> Material for this task
────────────────
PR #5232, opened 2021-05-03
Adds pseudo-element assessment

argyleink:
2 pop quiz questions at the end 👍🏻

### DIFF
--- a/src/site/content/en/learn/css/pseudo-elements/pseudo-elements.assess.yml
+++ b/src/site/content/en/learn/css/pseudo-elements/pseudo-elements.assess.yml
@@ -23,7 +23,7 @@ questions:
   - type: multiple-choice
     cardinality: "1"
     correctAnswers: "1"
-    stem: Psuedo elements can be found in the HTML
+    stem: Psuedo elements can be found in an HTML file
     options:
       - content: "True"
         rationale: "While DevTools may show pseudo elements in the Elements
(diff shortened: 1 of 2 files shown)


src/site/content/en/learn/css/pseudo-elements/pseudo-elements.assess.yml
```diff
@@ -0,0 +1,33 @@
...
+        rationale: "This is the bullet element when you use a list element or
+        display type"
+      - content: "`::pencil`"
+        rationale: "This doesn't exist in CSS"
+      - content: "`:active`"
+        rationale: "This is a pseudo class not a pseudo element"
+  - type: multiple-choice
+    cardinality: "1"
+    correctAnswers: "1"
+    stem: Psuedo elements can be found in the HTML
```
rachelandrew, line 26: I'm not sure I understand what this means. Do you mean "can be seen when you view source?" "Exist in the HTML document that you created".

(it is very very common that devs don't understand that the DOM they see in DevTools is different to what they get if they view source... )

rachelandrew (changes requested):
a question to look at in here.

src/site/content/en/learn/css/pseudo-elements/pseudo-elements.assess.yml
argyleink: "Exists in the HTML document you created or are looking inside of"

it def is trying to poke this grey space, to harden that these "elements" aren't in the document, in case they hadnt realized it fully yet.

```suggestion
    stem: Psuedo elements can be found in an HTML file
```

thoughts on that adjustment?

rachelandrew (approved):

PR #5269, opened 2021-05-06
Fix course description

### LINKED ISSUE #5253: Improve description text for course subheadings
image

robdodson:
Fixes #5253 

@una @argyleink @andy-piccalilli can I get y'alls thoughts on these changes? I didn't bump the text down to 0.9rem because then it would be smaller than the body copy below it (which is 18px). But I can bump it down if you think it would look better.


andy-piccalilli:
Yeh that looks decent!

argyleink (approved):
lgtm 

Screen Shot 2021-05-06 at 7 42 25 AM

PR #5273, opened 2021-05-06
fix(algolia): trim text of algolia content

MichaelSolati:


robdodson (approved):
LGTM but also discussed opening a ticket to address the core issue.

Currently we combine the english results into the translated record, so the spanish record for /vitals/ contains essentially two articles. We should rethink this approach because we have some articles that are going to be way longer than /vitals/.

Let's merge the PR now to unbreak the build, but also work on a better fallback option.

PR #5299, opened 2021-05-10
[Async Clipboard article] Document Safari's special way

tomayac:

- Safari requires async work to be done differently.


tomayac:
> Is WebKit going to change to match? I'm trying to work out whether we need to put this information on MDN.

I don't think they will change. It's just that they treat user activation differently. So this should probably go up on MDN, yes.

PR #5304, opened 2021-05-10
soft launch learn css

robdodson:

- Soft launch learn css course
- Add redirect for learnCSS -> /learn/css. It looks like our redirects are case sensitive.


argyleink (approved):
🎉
────────────────
Give again only the lines of the material above that run from the one with "[Async Clipboard article]" through the end, both included, exactly as they appear.

> Task output
[Async Clipboard article] Document Safari's special way

tomayac:

- Safari requires async work to be done differently.


tomayac:
> Is WebKit going to change to match? I'm trying to work out whether we need to put this information on MDN.

I don't think they will change. It's just that they treat user activation differently. So this should probably go up on MDN, yes.

PR #5304, opened 2021-05-10
soft launch learn css

robdodson:

- Soft launch learn css course
- Add redirect for learnCSS -> /learn/css. It looks like our redirects are case sensitive.


argyleink (approved):
🎉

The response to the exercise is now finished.